Aim of the task ▸ Scan the records below for the word "families". Copy each line where it appears.

____

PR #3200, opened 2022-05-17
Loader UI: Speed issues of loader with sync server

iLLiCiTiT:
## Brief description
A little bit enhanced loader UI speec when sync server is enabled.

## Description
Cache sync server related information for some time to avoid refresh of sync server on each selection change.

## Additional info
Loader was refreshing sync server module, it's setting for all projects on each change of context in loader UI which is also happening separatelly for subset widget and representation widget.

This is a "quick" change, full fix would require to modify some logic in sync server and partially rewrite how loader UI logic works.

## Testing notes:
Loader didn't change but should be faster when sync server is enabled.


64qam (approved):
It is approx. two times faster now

____

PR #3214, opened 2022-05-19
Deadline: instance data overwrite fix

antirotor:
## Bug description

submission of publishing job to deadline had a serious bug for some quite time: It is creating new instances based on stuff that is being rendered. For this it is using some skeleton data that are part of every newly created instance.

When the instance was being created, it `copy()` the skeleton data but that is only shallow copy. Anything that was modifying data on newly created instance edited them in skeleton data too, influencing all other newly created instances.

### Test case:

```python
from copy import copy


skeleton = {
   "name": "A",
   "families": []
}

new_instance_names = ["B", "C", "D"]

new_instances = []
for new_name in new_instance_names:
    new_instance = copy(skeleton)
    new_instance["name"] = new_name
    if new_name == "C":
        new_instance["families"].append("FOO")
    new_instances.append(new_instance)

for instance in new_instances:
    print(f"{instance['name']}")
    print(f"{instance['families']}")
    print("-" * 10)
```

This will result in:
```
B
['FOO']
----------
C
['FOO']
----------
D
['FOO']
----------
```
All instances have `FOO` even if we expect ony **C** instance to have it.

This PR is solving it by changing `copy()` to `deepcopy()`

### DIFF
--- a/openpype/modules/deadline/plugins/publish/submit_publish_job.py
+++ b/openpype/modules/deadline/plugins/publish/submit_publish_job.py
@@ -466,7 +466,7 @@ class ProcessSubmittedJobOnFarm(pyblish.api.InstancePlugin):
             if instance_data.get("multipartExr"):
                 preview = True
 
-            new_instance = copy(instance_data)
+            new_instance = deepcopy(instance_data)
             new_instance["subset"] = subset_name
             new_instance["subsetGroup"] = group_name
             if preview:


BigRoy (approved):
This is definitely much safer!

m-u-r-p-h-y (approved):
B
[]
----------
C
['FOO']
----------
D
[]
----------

____

Response ▸
   "families": []
        new_instance["families"].append("FOO")
    print(f"{instance['families']}")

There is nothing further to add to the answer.